I Don't Want to Sleep Alone – (Taïwan/France/Autriche – 1h58) de Tsai Ming-liang avec Lee Kang-sheng, Chen Shi-zheng…
A ceux qui pensait que Tarantino et son épisode 80’s de Sheriff, fait moi peur était un sommet de maîtrise rythmique et de gestion du temps, je promets des lendemains difficiles : évitez d’aller au cinéma…
Ohé ? Y a quelqu’un ?
A ceux qui pensait que Tarantino et son épisode 80’s de Sheriff, fait moi peur était un sommet de maîtrise rythmique et de gestion du temps, je promets des lendemains difficiles : évitez d’aller au cinéma de nos jours car vous risquez de prendre une claque.
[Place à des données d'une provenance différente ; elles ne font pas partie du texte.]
PR #4832, opened 2025-02-20
Implement Connection Pool API

anrossi:
## Description

Provide an API for pooling connections across multiple RSS cores

## Testing

Manual testing

## Documentation

Documentation will be updated with the new API


src/inc/msquic.h
```diff
@@ -1605,6 +1605,62 @@ QUIC_STATUS
...
+    _In_ HQUIC* Registration,
+    _In_ QUIC_CONNECTION_CALLBACK_HANDLER Handler,
+    _In_opt_ void* Context,
+    _In_opt_ const char* ServerName,
+    _In_opt_ const QUIC_ADDR* ServerAddress,
+    _In_ uint16_t ServerPort,
+    _In_ uint32_t NumberOfConnections,
+    _Out_writes_bytes_(NumberOfConnections * sizeof(HQUIC))
+        HQUIC** ConnectionPool
+    );
```
nibanks, line 1645: I think the extra API table is unnecessary. Let's just add this function directly to the MsQuic table and eliminate all the rest.

src/inc/msquic.h
```diff
@@ -1605,6 +1605,62 @@ QUIC_STATUS
...
+//
+// One of ServerName or ServerAddress *MUST* be supplied, and for the pool to
+// work correctly, the connections *MUST* be started with the same ServerName
+// and ServerPort as supplied in this call.
+//
+typedef
+_IRQL_requires_max_(PASSIVE_LEVEL)
+_Check_return_
+QUIC_STATUS
+(QUIC_API * QUIC_SIMPLE_CONN_POOL_CREATE_FN)(
```
nibanks, line 1635: Let's call this just `QUIC_CONNECTION_POOL_CREATE_FN`, and the usage below `ConnectionPoolCreate`. I'd rather not include simple in the name. We can keep it wrapped in `QUIC_API_ENABLE_PREVIEW_FEATURES` to allow for possible changes in the future if we want to make it more complicated.

src/inc/msquic.h
```diff
@@ -1657,6 +1713,8 @@ typedef struct QUIC_API_TABLE {
     QUIC_STREAM_PROVIDE_RECEIVE_BUFFERS_FN
                                         StreamProvideReceiveBuffers; // Available from v2.5
 #endif
+    QUIC_CONNECTION_POOL_API_OPEN_FN     ConnectionPoolApiOpen; // Available from v2.5
```
nibanks, line 1716: Please put it in `QUIC_API_ENABLE_PREVIEW_FEATURES`, make sure it aligns with the other names and align the comment too.

src/platform/datapath_raw_xdp_win.c
```diff
@@ -1882,3 +1882,115 @@ CxPlatIoXdpShutdownEventComplete(
...
+    )
+{
+    QUIC_STATUS Status = QUIC_STATUS_SUCCESS;
+    uint32_t RssConfigSize = 0;
+    XDP_RSS_CONFIGURATION *RawRssConfig = NULL;
+
+    if (RssConfig == NULL) {
+        Status = QUIC_STATUS_INVALID_PARAMETER;
+        goto Error;
+    }
```
nibanks, line 1901: If this is an internal function, we can probably assert this instead of checking it. SAL indicates this is a required output too.

src/platform/unittest/ToeplitzTest.cpp
```diff
@@ -0,0 +1,182 @@
...
+
+#define _CRT_SECURE_NO_WARNINGS 1
+#include "main.h"
+#include "msquic.h"
+#include "msquichelper.h"
+#include "quic_toeplitz.h"
+#include <stdio.h>
+
+#ifdef QUIC_CLOG
+#include "ToeplitzTest.cpp.clog.h"
```
nibanks, line 16: There's a clog file you need to add this too I think, for this to work.

src/platform/unittest/ToeplitzTest.cpp
```diff
@@ -0,0 +1,182 @@
...
+
+    struct QuicTestAddress {
+        QUIC_ADDR Addr;
+        QuicTestAddress(const char* AddrStr, uint16_t Port) {
+            EXPECT_TRUE(QuicAddrFromString(AddrStr, Port, &Addr));
+        }
+    };
+
+    static
+    auto
```
nibanks, line 55: `auto` for a function definition? I've never seen that before.

src/platform/datapath_raw_xdp_win.c
anrossi: Well it's part of the CxPlat interface, so if we make that library separate, it should validate this

src/platform/unittest/ToeplitzTest.cpp
anrossi: I was a little surprised by it too. I couldn't figure out the GTEST type that is returned by the ASSERT macros but apparently the compiler can figure it out.

src/inc/quic_datapath.h
```diff
@@ -858,6 +858,37 @@ CxPlatUpdateRoute(
...
+    uint32_t RssIndirectionTableLength;
+    uint8_t* RssSecretKey;
+    CXPLAT_PROCESSOR_INFO* RssIndirectionTable;
+} CXPLAT_RSS_CONFIG;
+
+_IRQL_requires_max_(PASSIVE_LEVEL)
+QUIC_STATUS
+CxPlatDataPathGetRssConfig(
+    _In_ uint32_t InterfaceIndex,
+    _Outptr_ _At_(*RssConfig, __drv_allocatesMem(Mem))
```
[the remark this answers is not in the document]
anrossi: I did see another instance where a CxPlat function would allocate something and expect the caller to free it with the correct pool tag. I'll write a nice wrapper function to make it explicit, however.

src/inc/msquic.h
anrossi: But with the second level API table, we can extend the connection pool API to more than just an array of connections. I don't know how future-looking we should be with this design

nibanks: Let's keep it as simple as possible. As long as it's wrapped by preview flag we can change later if necessary.

src/inc/msquic.h
```diff
@@ -1605,6 +1605,35 @@ QUIC_STATUS
     _In_opt_ void* ClientSendContext
     );
 
+//
+// Connection Pool API
+//
+
+//
+// Creates a simple connection pool with NumberOfConnections connections
```
nibanks, line 1613:
```suggestion
// Creates a simple pool of NumberOfConnections connections,
```

src/inc/msquic.h
```diff
@@ -1605,6 +1605,35 @@ QUIC_STATUS
...
+// all with the same Context and Handler, and puts them in the
+// caller-supplied array.
```
nibanks, line 1615: Mention that the goal of this pool is to evenly spread these connections across RSS as much as possible.

src/inc/msquic.h
```diff
@@ -1605,6 +1605,35 @@ QUIC_STATUS
...
+//
+typedef
+_IRQL_requires_max_(PASSIVE_LEVEL)
+_Check_return_
+QUIC_STATUS
+(QUIC_API * QUIC_CONN_POOL_CREATE_FN)(
+    _In_ HQUIC Registration,
+    _In_ QUIC_CONNECTION_CALLBACK_HANDLER Handler,
+    _In_opt_ void* Context,
+    _In_opt_ const char* ServerName,
```
nibanks, line 1629: Since `ServerName` can also be an IP address (as a string), let's remove the `ServerAddress` variable.

src/inc/msquic.h
```diff
@@ -1605,6 +1605,35 @@ QUIC_STATUS
...
+    _In_opt_ const QUIC_ADDR* ServerAddress,
+    _In_ uint16_t ServerPort,
+    _In_ uint16_t NumberOfConnections,
+    _Out_writes_bytes_(NumberOfConnections * sizeof(HQUIC))
+        HQUIC** ConnectionPool
```
nibanks, line 1634: Pointer to an array of pointers to handles is a lot of indirection. I'm wondering if we can just take a pointer to an array of handles...

src/inc/msquic_posix.h
```diff
@@ -218,6 +218,10 @@ extern "C" {
 // IP Address Abstraction Helpers
 //
 
+// RFC 6335
+#define QUIC_ADDR_EPHEMERAL_PORT_MIN 49152
+#define QUIC_ADDR_EPHEMERAL_PORT_MAX 65535
```
nibanks, line 223: At least on Windows, I think these ranges are customizable. Are they on Linux as well?

src/inc/quic_datapath.h
```diff
@@ -858,6 +858,43 @@ CxPlatUpdateRoute(
...
+//
+#define CXPLAT_RSS_HASH_TYPE_IPV4        0x001
+#define CXPLAT_RSS_HASH_TYPE_TCP_IPV4    0x002
+#define CXPLAT_RSS_HASH_TYPE_UDP_IPV4    0x004
+#define CXPLAT_RSS_HASH_TYPE_IPV6        0x008
+#define CXPLAT_RSS_HASH_TYPE_TCP_IPV6    0x010
+#define CXPLAT_RSS_HASH_TYPE_UDP_IPV6    0x020
+#define CXPLAT_RSS_HASH_TYPE_IPV6_EX     0x040
+#define CXPLAT_RSS_HASH_TYPE_TCP_IPV6_EX 0x080
+#define CXPLAT_RSS_HASH_TYPE_UDP_IPV6_EX 0x100
```
nibanks, line 872: Why are _types_ set up as _flags_? Can you set all of them simultaneously? I'd assume they are mutually exclusive.

nibanks: And, should these be an enum?

src/platform/datapath_raw_xdp_win.c
nibanks: If we ever actually do that, then there will be plenty to clean up. For now, simpler is better IMO.

src/platform/datapath_raw_xdp_win.c
```diff
@@ -1882,3 +1882,124 @@ CxPlatIoXdpShutdownEventComplete(
...
+            Result);
+        Status = Result;
+        goto Error;
+    }
+
+    RssConfigSize = sizeof(CXPLAT_RSS_CONFIG) +
+        RawRssConfig->HashSecretKeySize +
+        RawRssConfig->IndirectionTableSize;
+    CXPLAT_RSS_CONFIG* NewRssConfig =
+        (CXPLAT_RSS_CONFIG*)CXPLAT_ALLOC_NONPAGED(
```
nibanks, line 1958: You used PAGED above and NONPAGED here. I know it doesn't _really_ matter in user mode, but we might adapt this for kernel one day, so we should get it right. I'd say PAGED for both, as this likely wouldn't need to be called at DISPATCH.

src/core/connection_pool.c
```diff
@@ -0,0 +1,350 @@
...
+    for (uint32_t i = 0; i < RssConfig->RssIndirectionTableLength / sizeof(CXPLAT_PROCESSOR_INFO); i++) {
+        uint32_t j;
+        for (j = 0; j < RssProcessorCount; j++) {
+            if (RssProcessors[j].Group == RssConfig->RssIndirectionTable[i].Group &&
+                RssProcessors[j].Index == RssConfig->RssIndirectionTable[i].Index) {
+                break;
+            }
+        }
+        //
+        // This is safe because the RssProcessor array is the same size as the indirection table.
```
nibanks, line 177: If you add a debug assert above that they are the same, SAL should be happy.

src/core/connection_pool.c
```diff
@@ -0,0 +1,350 @@
...
+            QuicTraceLogError(
+                ConnPoolOpenConnection,
+                "[conp] Failed to open connection[%u], 0x%x",
+                i,
+                Status);
+            goto Error;
+        }
+        CreatedConnections++;
+
+        Status = MsQuicSetParam(Connections[i], QUIC_PARAM_CONN_REMOTE_ADDRESS, sizeof(ResolvedRemoteAddress), &ResolvedRemoteAddress);
```
nibanks, line 303: Use `QuicConnSetParam` instead. Also, you can debug assert the result, because it can only fail if you mess up the code here (i.e. invalid parameters). Same for local address.

src/inc/msquic.h
```diff
@@ -1605,6 +1605,35 @@ QUIC_STATUS
...
+// and ServerPort as supplied in this call.
+//
+typedef
+_IRQL_requires_max_(PASSIVE_LEVEL)
+_Check_return_
+QUIC_STATUS
+(QUIC_API * QUIC_CONN_POOL_CREATE_FN)(
+    _In_ HQUIC Registration,
+    _In_ QUIC_CONNECTION_CALLBACK_HANDLER Handler,
+    _In_opt_ void* Context,
```
nibanks, line 1628: They probably need to pass in an array of context pointers, a unique one for each.

src/core/connection_pool.c
```diff
@@ -0,0 +1,350 @@
...
+
+            //
+            // Making it this far means we can create the connection!
+            //
+            CxPlatSocketDelete(TestSocket);
+            break;
+
+        } while (TRUE);
+
+        Status = MsQuicConnectionOpen(Registration, Handler, Context, &Connections[i]);
```
nibanks, line 292: Call `QuicConnAlloc` directly. Another thing: By default, creating a connection uses the "current partition" (i.e., current processor) to affinitize the connection, which isn't really what you want. You want it to be on the RSS partition. So, I would actually recommend modifying `QuicConnAlloc` to expose a new input parameter for `PartitionIndex` so you can set it explicitly.

src/core/connection_pool.c
```diff
@@ -0,0 +1,350 @@
...
+                "[conp] Failed to set local address on connection[%u], 0x%x",
+                i,
+                Status);
+            goto Error;
+        }
+
+        //
+        // The connection was created successfully, add it to the count for this processor.
+        //
+        ConnectionCounts[RssProcIndex]++;
```
nibanks, line 325: You're going to have to call `QuicConnStart` otherwise the port you tried to find that was open might get taken. And, really, you're asking for trouble by using a model of 'try to find an open port, then stop using it, and hope you can get it again'. You should find an initial ephemeral port, and then start creating and starting connections on ports until you've got enough successfully started connections.

anrossi: Indeed, there's a TOCTOU issue there, but the requirements from the customer ask that the connection isn't started yet so they can set their own context (which depends on information that isn't known before the call). 

I'd prefer a model that reserves the ports ahead of creating the connections so they can't be taken, but I don't think there's a cross-platform way to do that

src/inc/msquic_posix.h
```diff
@@ -318,6 +322,20 @@ QuicAddrSetPort(
...
+    )
+{
+    uint32_t Port = QuicAddrGetPort(Addr);
+    Port += 1;
+    if (Port > QUIC_ADDR_EPHEMERAL_PORT_MAX) {
+        Port = QUIC_ADDR_EPHEMERAL_PORT_MIN;
+    }
+    QuicAddrSetPort(Addr, (uint16_t)Port);
+}
+
```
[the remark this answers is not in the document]
anrossi: I was thinking this could also replace some logic in tests (in a separate PR) since incrementing the port number is something that we want to do

src/platform/datapath_raw_xdp_win.c
anrossi: I was using NONPAGED for the out parameter because the platform shouldn't assume the caller won't use this information at DISPATCH. The internal, temporary, allocations can be PAGED because they'll be freed before returning and this call is only supported at PASSIVE (because of all the allocations).

src/inc/quic_datapath.h
anrossi: This is copied from XDP, which copied from [NDIS RSS Hashing Types](https://learn.microsoft.com/en-us/windows-hardware/drivers/network/rss-hashing-types). They don't seem to be mutually exclusive but instead indicate how to handle packets that don't meet all the requirements. e.g. If a packet comes in that is not UDP/TCP, and the NIC doesn't support IPV4 or IPV6 RSS Hashing, then the packet is indicated on core0 (no RSS).

src/inc/msquic_posix.h
anrossi: Yes, it is customizable on both OSes, but these ranges are the recommended defaults via RFC. I think Linux uses a larger default range, however.
Could query for these values instead, would that be preferable?

src/inc/msquic.h
anrossi: What about when the ServerName has to be a specific string for SNI, and it resolves to multiple IP addresses (DNS load-balancing)? If the caller wants to use a specific server by address, this would be the only way to satisfy both, isn't it?

nibanks: Ok. We can keep it.

src/platform/toeplitz.c
```diff
@@ -75,7 +75,7 @@ CxPlatToeplitzHashInitialize(
     //
     // Initialize the Toeplitz->LookupTables.
     //
-    for (uint32_t i = 0; i < CXPLAT_TOEPLITZ_LOOKUP_TABLE_COUNT; i++) {
+    for (uint32_t i = 0; i < Toeplitz->InputSize; i++) {
```
guhetier, line 78: No `* NIBBLES_PER_BYTE` needed here?

anrossi: Thank you! I must have overlooked that during the conversion.

src/core/connection_pool.c
```diff
@@ -0,0 +1,350 @@
...
+#endif
+
+_IRQL_requires_max_(PASSIVE_LEVEL)
+QUIC_STATUS
+QUIC_API
+MsQuicConnectionPoolCreate(
+    _In_ HQUIC Registration,
+    _In_ QUIC_CONNECTION_CALLBACK_HANDLER Handler,
+    _In_opt_ void* Context,
+    _In_opt_ const char* ServerName,
```
guhetier, line 26: The ConnectionStart api takes only a "ServerName" (which can be an IP literal).
Should we stay consistent and have a single mandatory parameter instead of two optional ones? It would leave less room for error.

src/core/connection_pool.c
```diff
@@ -0,0 +1,350 @@
...
+    _In_opt_ const QUIC_ADDR* ServerAddress,
+    _In_ uint16_t ServerPort,
+    _In_ uint16_t NumberOfConnections,
+    _Out_writes_bytes_(NumberOfConnections * sizeof(HQUIC))
+        HQUIC** ConnectionPool
+    )
+{
```
guhetier, line 33: IMO, this is a very big function (>300 lines). It could easily be split into multiple helpers to be easier to understand and less error prone (keep resource management and error handling more scoped, limit the number of imbricated scopes):

At least these would be easy to split:
- Getting the RSS config
- Testing a port

src/core/connection_pool.c
anrossi: I don't want to only assert in case there's a change in behavior in the future. I don't want users of the API to be doing the wrong thing.
But I will add an assert that this shouldn't fail in our test runs so we can catch behavior changes.

src/core/connection_pool.c
anrossi: I agree. I've changed the API to take a configuration struct, and the ServerName is a required parameter.

src/inc/quic_toeplitz.h
```diff
@@ -16,11 +16,23 @@ extern "C" {
 
 //
 // The size (in bytes) of the input.
+//
+typedef uint32_t CXPLAT_TOEPLITZ_INPUT_SIZE;
```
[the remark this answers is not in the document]
anrossi: I was split on whether this should be a new enum or not. It seems like there were conflicting precedents for which uses the *_MAX variable, so I went with this. But an enum is fine too. I just wanted to try to prevent users from using random values, so I defined a type.

src/core/connection.c
```diff
@@ -73,7 +74,8 @@ QuicConnAlloc(
     // partition can be updated accordingly.
     //
     const uint16_t PartitionIndex =
-        IsServer ? Packet->PartitionIndex : QuicLibraryGetCurrentPartition();
+        DesiredPartitionIndex != NULL ? *DesiredPartitionIndex :
+            IsServer ? Packet->PartitionIndex : QuicLibraryGetCurrentPartition();
```
nibanks, line 78: Make the server pass in `Packet->PartitionIndex` so you can get rid of the multiple `?` checks.

src/core/connection.c
```diff
@@ -1737,7 +1739,8 @@ QuicConnStart(
     _In_ QUIC_CONFIGURATION* Configuration,
     _In_ QUIC_ADDRESS_FAMILY Family,
     _In_opt_z_ const char* ServerName,
-    _In_ uint16_t ServerPort // Host byte order
+    _In_ uint16_t ServerPort, // Host byte order
+    _In_ uint32_t StartFlags
```
nibanks, line 1743: We should use a well-defined enum for flags, including a definition for NONE instead of passing zero other places.

src/inc/msquic.h
```diff
@@ -1605,6 +1605,49 @@ QUIC_STATUS
     _In_opt_ void* ClientSendContext
     );
 
+//
+// Connection Pool API
```
nibanks, line 1609: Wrap all this with PREVIEW define.

src/inc/msquic.h
```diff
@@ -1605,6 +1605,49 @@ QUIC_STATUS
...
+DEFINE_ENUM_FLAG_OPERATORS(QUIC_CONNECTION_POOL_FLAGS);
+
+typedef struct QUIC_CONNECTION_POOL_CONFIG {
+    _In_ HQUIC Registration;
+    _In_ HQUIC Configuration;
+    _In_ QUIC_CONNECTION_CALLBACK_HANDLER Handler;
+    _In_reads_opt_(NumberOfConnections)
+        void** Context;
+    _In_ const char* ServerName;
+    _In_opt_ const QUIC_ADDR* ServerAddress;
```
nibanks, line 1625: For things that are optional, just put a comment after it saying so.

src/inc/msquic_posix.h
nibanks: Let's start with what you have. But I see no reason to define this in 3 different platform-specific places, considering they are all the same. Let's move this to quicdef.h or platform.h.

src/platform/datapath_raw_xdp_linux.c
```diff
@@ -1375,3 +1375,25 @@ CxPlatQueueTxIoEventComplete(
...
+    return QUIC_STATUS_NOT_SUPPORTED;
+}
+
+_IRQL_requires_max_(PASSIVE_LEVEL)
+void
+CxPlatDataPathRssConfigFree(
+    _In_ CXPLAT_RSS_CONFIG* RssConfig
+    )
+{
+    CXPLAT_FRE_ASSERTMSG(FALSE, "CxPlatDataPathRssConfigFree not supported");
```
nibanks, line 1398: I think you'll need an `UNREFERENCED_PARAMETER` here still.

src/core/connection_pool.c
```diff
@@ -0,0 +1,380 @@
...
+    QUIC_CONNECTION** Connections = NULL;
+    CXPLAT_SOCKET* Socket = NULL;
+    CXPLAT_RSS_CONFIG* RssConfig = NULL;
+    CXPLAT_PROCESSOR_INFO* RssProcessors = NULL;
+    uint32_t* ConnectionCounts = NULL;
+    CXPLAT_TOEPLITZ_HASH ToeplitzHash;
+    QUIC_STATUS Status = QUIC_STATUS_SUCCESS;
+    uint32_t CreatedConnections = 0;
+
+    if (Config->NumberOfConnections == 0 || Config->ServerPort == 0 || ConnectionPool == NULL) {
```
nibanks, line 39: Check that `Config` isn't `NULL` either?

src/core/connection_pool.c
nibanks: Let's move the logic to get a local address and interface index into its own function.

src/core/connection_pool.c
```diff
@@ -0,0 +1,380 @@
...
+                continue;
+            }
+
+            //
+            // The connection was created successfully, add it to the count for this processor.
+            //
+            ConnectionCounts[RssProcIndex]++;
+
+            break;
+
```
nibanks, line 343:
```suggestion
            ConnectionCounts[RssProcIndex]++;
            break;
```

src/core/connection_pool.c
anrossi: I thought we avoided single-use helper functions, but I don't feel strongly about it.

src/core/connection_pool.c
```diff
@@ -0,0 +1,380 @@
...
+            ConnPoolRssSecretKeyTooLong,
+            "[conp] RSS secret key too long, 0x%x",
+            Status);
+        goto Error;
+    }
+    CxPlatCopyMemory(&ToeplitzHash.HashKey, RssConfig->RssSecretKey, RssConfig->RssSecretKeyLength);
+    ToeplitzHash.InputSize = CXPLAT_TOEPLITZ_INPUT_SIZE_IP;
+    CxPlatToeplitzHashInitialize(&ToeplitzHash);
+
+    Connections =
```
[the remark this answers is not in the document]
anrossi: To prevent leaking partial state so the app only ever sees a successful output or none.

src/core/connection_pool.c
guhetier: I don't know where this "avoid single-use helper" rule come from ( as in I have no context about what it tries to help with, I'm interested if you know more). In my experience:
- avoiding to add single use helpers *in a "util / common" file is valuable to avoid cluttering. If it is used only in one place, keep it local
- as for everything, there is a balance. It is just as bad having to jump between 50 different 3 lines functions than reading 500 lines long function.
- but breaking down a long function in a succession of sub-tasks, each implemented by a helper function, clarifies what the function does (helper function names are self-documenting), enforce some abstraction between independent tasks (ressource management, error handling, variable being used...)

Hors du petit écran, en effet, les barrières de genres se sont finalement effondrées pour qu’enfin libéré, le septième art rattrape son siècle de retard et finisse par en devenir un. Ainsi, l’unique possibilité « art et essais », qui rassemblait latinos naïfs — chiants — et pellicules grises polono-russes, se fait aujourd’hui exploser par la multitude d’offres mondiales : ambiance, scotchage, expérience, métaphore, contemplation, psycho-géographie, étirement jusqu’à l’éternité… Bref, plus besoin de drogue. De Santiago du Chili à Oulan-Bator, pas une semaine sans que sorte un OVNI mettant à mal tout Français — très — tenté par la question « Alors, c’était bien ou c’était nul ? ». Réponse : « Ben… ». Exemple : c’est dimanche, il fait pas beau et, histoire de croiser le regard de la guichetière, je vais voir le seul film de 22 heures — dans lequel ne joue pas Louis Garrel. Réalisateur : inconnu. Nationalité : inconnue. Acteurs : inconnus. Action : inconnue. Propos : inconnu. Avis après le film : inconnu. Même entre eux, les protagonistes ne se connaissent pas et ne parlent pas la même langue, ce qui limite rapidement la communication. Le tout, dans un décor urbain de première catégorie : un chantier inondé, une ville asiatique nocturne où le niveau de vie flirte avec « pas grand-chose », un resto/appart où siège une famille que l’on constate dé-com-po-sée. Dans une nuit de néons ou à l’ombre bleue du béton, quelques habitants sauvages s’approchent, s’effarouchent, se fâchent, mais ne se touchent pas. Seul, le blessé ou le catatonique de la famille ne peut fuir le contact, offrant ainsi son corps aux palpations silencieuses qui font offices d’ersatz de rapport humain. On subit, incapable, le rythme de la convalescence, de la chaleur, de la vieillesse, définitivement tourné sur soi et sans une pensée pour un évènement possible. Jamais ne s’arrêtent les attirances, aimantées mais toujours teigneuses, d’humains en errance que seul l’espoir de la compagnie pousse à se renifler le derrière et, un instant, être moins seul. Bref, la belle vie. Seule évidence en sortant : trouver quelqu’un.